Maybe it's because I've been driven by...I don't think the "Why?" matters, really. I can't have a growth mindset if I don't recognize what didn't work at all in addition to what worked well.
What didn't work? What flopped? What did I not do that could have made this function the way it was intended?
I once worked in a school where the buzzword was "feedback." I got so much "feedback" from every administrator at every level that my head spun. Even though I was growing as a teacher and wanted to improve, it was hard to pinpoint anything to really target, especially since a lot of the feedback conflicted from one person to another. And there was little positive feedback or encouragement.
Though the school recognized its need for change in order to produce results, there was little time to implement strategies to improve. As soon as the administrators saw--or perceived--a failure/misstep/error, the school went on to the very next thing to try.

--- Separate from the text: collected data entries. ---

Issue #2609, opened 2015-05-08
Can't control default_app when using django


jtillman:
When using Django and multiple celery apps, the default app gets overwritten by the last made celery application because of the DjangoFixup. Seems like the fixup was made to always set an app as the default app to enable runserver: https://github.com/celery/celery/commit/ee3019386b277e34e68594a3e32df3d3291b4b39

Example:
``` python
from celery.app import default_app
first_app = Celery("first-app")
first_app.set_default()

second_app = Celery("second-app")

default_app == first_app << False
default_app == second_app << True
```

PR #2610, opened 2015-05-08
Only set default app if there isn't one already

jtillman:
This is a PR to address issue 2609: https://github.com/celery/celery/issues/2609


joostdevries:
looks reasonable :-)

PMickael:
Merge, thanks.

Add you're name to contributor if it's not already in.

PR #2617, opened 2015-05-13
Sync documentation with reality

squfrans:
according to `celery.beat.install_default_entries()`,
the job is scheduled for 4am (instead of midnight),
and the default expire time is 12 hours (instead of 1 day).


PMickael:
That's right for 4am https://github.com/celery/celery/blob/master/celery/beat.py#L206
But not for expire time : https://github.com/celery/celery/blob/master/celery/app/defaults.py#L157

PMickael:
Merge, thanks.
Please add you're name to contributor is not already in.

PR #2629, opened 2015-05-23
Fix: Django fixup throws error when the app uses custom loader class

slapec:
This small bug appeared when I instantiated Celery with a custom loader class in my Django project. The problem was that the `celery.fixups.django.fixup` function expected the loader class to be a symbol string, but it can be also the class directly.
I've added this small function `celery.utils.imports.dot` which returns the module and class name as a string too so the condition haven't had to change drastically in the fixup.

### DIFF
--- a/celery/utils/imports.py
+++ b/celery/utils/imports.py
@@ -14,6 +14,7 @@ import os
 import sys
 
 from contextlib import contextmanager
+from inspect import getmodule
 
 from kombu.utils import symbol_by_name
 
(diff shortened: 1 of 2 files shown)


thedrow:
Is there a chance we can add a test that verifies that this bug is fixed?

slapec:
Sorry, I've not spent that much time on finding out how the existing tests work but I'll try to implement something for this case soon.

celery/utils/imports.py
```diff
@@ -112,3 +113,7 @@ def module_file(module):
     """Return the correct original file name of a module."""
     name = module.__file__
     return name[:-1] if name.endswith('.pyc') else name
+
+def dot(cls):
+    """It is basically kombu.utils.symbol_by_name reversed"""
+    return getmodule(cls).__name__ + ':' + cls.__name__
```
auvipy: there should be a newline at the end of code

thedrow:
@auvipy Could you try to write tests for this?

thedrow:
@auvipy Would you like to fix this PR and get it to mergable state?

PR #2631, opened 2015-05-28
Update celeryd SysV Init Script for CentOS to take advantage of multi

TauPan:
Best of both worlds for me. I can keep settings in /etc/sysconfig/celeryd and still use e.g. 'stopwait' or 'restart' to smoothly adapt to the changed configuration in an rpm-based installation.

I think this can also easily be ported to the main init script, I'm just commiting what I changed in my local installation here.


TauPan:
Thanks for asking!

Not sure. I've never tried to use the generic script. I just used the one for centos, as it was there.

Closing this is ok with me.

PR #2645, opened 2015-06-05
Added a check for syncing the schedule even if nothing is in the schedule

colinmcintosh:
Currently, if there is nothing in the Beat schedule the schedule won't re-sync unless Beat is restarted. In addition, if there is something in the schedule Beat won't re-sync until a task is run. This could potentially be a very long time. 

This change adds a check to see if Beat should sync the schedule every time it wakes up.

### DIFF
--- a/celery/beat.py
+++ b/celery/beat.py
@@ -504,6 +504,8 @@ class Service(object):
                     debug('beat: Waking up %s.',
                           humanize_seconds(interval, prefix='in '))
                     time.sleep(interval)
+                    if self.scheduler.should_sync():
+                        self.scheduler._do_sync()
         except (KeyboardInterrupt, SystemExit):
             self._is_shutdown.set()
         finally:


thedrow:
Did you break the tests or is there an intermediate failure in the build?

thedrow:
I don't see that you changed the code and now that I'm thinking about it this needs at least a unit test.

thedrow:
I dug into the code a bit. Why do you need to sync at every beat interval?

thedrow:
@colinmcintosh ping?

PMickael:
@thedrow maybe because it's suppose to be run every x minutes (sync_every variable), but if there isn't any task or restart, sync is not triggered.

thedrow:
@PMickael @malinoff LGTM, I think. What do you guys think?

PMickael:
:+1:

colinmcintosh:
Sorry I didn't get a chance to reply to this earlier. @PMickael nailed my issue exactly. Thanks!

I work in a very different school now, and I've learned to strategically help other teachers improve their teaching. I've tried to strategically improve my own teaching based on how morning classes responded to certain activities in order to tweak them for better results. We all do this as teachers; in fact the really do teachers keep looking for ways to improve every year in the classroom.
But how many of us take our flops and learn from those? Maybe we learn what NOT to do and avoid anything that looks like that specific idea, but how can we take that failure and turn it into something to learn from, build on, surge ahead?
I feel so free right now to try something different and new! It might flop, but it might work splendidly! I get to try new things, I get to innovate, I get to learn!